To understand, how a search engine works, we can divide the work of search engines into three different stages: crawling, indexing, and retrieval.
Crawling: It is performed by software robots called web spiders or web crawlers. Each search engine has its web spiders to perform crawling. In this step, the spiders visit websites or web pages and read them and follow the links to other web pages of the site. Thus by crawling, they can find out what is published on the World Wide Web. Once the crawler visits a page, it makes a copy of that page and adds its URL to the index.
The web spider generally starts crawling with heavily used servers and popular web pages. It follows the route determined by the link structure and finds new interconnected documents through new links. It also revisits the previous sites to check for the changes or updates in the web pages. If changes are found, it makes a copy of the changes to update the index.
Indexing: It involves building an index after crawling all websites or web pages found on the World Wide Web. An index of the crawled sites is made based on the type and quality of information provided by them and stored in huge storage facilities. It is like a book that contains a copy of each webpage crawled by the spider.

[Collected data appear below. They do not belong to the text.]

PR #1218, opened 2014-12-21
Removed white space in fetch_more() function

willempienaar:
Just removed two blank lines of white space.


bsimpson63:
Thanks for the pull request, but we generally don't accept whitespace only changes. We try to clean up whitespace issues when modifying the nearby code.

PR #1219, opened 2014-12-22
Added missing closing head tag

Aedx:


xiongchiamiov:
Thanks: bca1c9e7a4207525c8dbd8d5939afede66a36b77 .  We've got a really long cache time on that, so you probably won't see the effect until the caches restart or we invalidate them or whatever.

If you let me know your reddit username, I'll give you the contributor trophy.

PR #1222, opened 2014-12-26
Adjusted maxlength

wnklmnn:
Username can not be over 20 char long.


bsimpson63:
Closing for inactivity. If you'd like to reopen it just leave a comment here.

francis-liberty:
I've taken a look, xiongchiamiov was right, but login.html and loginformwide.html were already corrected. I've looked through templates, only wnklmnn's wikipagesettings.html and flairlist.html still uses 32.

Thus, it collects and organizes the information from all over the internet.
Retrieval: In this step, the search engine responds to the search queries made by the users by providing a list of websites with relevant answers or information in a particular order. It keeps the relevant websites, which offer unique and original information, on the top of the search engine result pages. So, whenever, a user performs an online search, the search engine searches its database for the websites or web pages with relevant information and make a list of these sites based on their relevancy and present this list to the users on the search engine result pages.